◆ Task instructions
Report each line of the data that has "allocating" somewhere in it.

Start of Data under study

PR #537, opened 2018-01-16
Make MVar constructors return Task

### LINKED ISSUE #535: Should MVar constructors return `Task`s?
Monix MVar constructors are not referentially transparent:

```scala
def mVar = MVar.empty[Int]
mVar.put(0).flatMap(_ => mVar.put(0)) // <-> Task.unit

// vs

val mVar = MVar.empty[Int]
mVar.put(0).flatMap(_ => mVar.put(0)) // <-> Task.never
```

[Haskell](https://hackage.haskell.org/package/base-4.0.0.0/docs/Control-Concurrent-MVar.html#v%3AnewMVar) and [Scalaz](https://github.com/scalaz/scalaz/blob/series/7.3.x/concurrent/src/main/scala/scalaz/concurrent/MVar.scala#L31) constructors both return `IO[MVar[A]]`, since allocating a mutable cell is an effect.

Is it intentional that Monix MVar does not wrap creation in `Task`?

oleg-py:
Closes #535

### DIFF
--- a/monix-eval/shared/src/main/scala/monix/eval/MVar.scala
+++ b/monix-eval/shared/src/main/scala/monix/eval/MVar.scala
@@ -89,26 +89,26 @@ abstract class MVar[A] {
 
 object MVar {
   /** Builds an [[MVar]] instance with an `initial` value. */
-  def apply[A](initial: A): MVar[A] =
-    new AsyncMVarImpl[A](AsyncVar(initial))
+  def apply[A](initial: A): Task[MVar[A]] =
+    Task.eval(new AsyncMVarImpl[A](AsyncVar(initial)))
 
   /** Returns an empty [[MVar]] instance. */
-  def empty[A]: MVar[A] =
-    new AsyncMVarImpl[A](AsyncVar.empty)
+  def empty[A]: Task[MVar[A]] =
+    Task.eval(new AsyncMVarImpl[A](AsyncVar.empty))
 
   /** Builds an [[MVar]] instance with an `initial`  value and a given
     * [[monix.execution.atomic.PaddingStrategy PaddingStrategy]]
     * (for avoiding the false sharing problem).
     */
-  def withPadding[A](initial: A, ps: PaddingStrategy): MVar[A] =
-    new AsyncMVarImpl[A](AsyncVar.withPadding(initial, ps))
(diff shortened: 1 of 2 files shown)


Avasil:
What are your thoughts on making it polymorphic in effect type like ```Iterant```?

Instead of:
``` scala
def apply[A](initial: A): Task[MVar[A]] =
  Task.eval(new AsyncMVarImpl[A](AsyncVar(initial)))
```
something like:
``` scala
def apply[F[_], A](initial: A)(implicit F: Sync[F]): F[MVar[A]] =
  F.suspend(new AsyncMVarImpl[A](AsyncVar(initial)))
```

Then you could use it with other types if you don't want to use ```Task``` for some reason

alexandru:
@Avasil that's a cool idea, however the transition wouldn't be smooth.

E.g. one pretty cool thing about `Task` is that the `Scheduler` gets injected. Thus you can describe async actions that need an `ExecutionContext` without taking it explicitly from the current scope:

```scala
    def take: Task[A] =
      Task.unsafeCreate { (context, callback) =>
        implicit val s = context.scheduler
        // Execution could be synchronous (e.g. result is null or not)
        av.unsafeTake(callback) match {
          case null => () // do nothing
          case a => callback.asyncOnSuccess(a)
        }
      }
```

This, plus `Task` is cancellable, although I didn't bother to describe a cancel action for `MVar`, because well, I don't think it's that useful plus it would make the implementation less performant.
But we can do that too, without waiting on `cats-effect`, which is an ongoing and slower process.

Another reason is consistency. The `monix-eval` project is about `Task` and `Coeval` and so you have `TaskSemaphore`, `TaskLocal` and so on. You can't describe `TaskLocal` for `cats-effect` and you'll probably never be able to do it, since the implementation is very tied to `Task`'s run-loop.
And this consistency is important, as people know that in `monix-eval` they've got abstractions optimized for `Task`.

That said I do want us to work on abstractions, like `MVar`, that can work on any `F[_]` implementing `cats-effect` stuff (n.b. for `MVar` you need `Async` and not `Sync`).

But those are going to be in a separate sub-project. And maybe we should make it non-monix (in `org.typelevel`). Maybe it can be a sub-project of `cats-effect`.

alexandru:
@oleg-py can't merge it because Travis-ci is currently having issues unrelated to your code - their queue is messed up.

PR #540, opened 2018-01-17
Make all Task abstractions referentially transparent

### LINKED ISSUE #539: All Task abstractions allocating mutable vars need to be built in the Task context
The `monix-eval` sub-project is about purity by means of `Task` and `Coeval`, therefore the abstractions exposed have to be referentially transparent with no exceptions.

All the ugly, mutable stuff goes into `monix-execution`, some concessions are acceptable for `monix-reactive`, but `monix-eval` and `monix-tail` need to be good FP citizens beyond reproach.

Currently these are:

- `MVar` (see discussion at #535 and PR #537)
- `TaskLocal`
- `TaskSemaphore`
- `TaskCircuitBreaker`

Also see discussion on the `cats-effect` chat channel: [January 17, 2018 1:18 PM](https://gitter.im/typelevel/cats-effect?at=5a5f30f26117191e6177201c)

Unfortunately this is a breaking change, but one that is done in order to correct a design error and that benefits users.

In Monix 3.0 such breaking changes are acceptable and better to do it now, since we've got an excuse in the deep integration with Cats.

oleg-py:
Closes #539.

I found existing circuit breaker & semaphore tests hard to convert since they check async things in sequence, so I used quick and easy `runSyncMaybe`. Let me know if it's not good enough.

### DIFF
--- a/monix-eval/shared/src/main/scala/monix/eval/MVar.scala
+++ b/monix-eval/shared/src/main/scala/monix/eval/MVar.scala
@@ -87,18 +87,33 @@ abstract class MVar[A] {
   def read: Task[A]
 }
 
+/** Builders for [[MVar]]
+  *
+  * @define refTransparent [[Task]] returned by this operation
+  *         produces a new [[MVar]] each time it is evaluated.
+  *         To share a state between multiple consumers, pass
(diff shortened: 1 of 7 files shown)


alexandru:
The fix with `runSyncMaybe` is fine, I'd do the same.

End of Data under study

◆ The completed task
[Haskell](https://hackage.haskell.org/package/base-4.0.0.0/docs/Control-Concurrent-MVar.html#v%3AnewMVar) and [Scalaz](https://github.com/scalaz/scalaz/blob/series/7.3.x/concurrent/src/main/scala/scalaz/concurrent/MVar.scala#L31) constructors both return `IO[MVar[A]]`, since allocating a mutable cell is an effect.
### LINKED ISSUE #539: All Task abstractions allocating mutable vars need to be built in the Task context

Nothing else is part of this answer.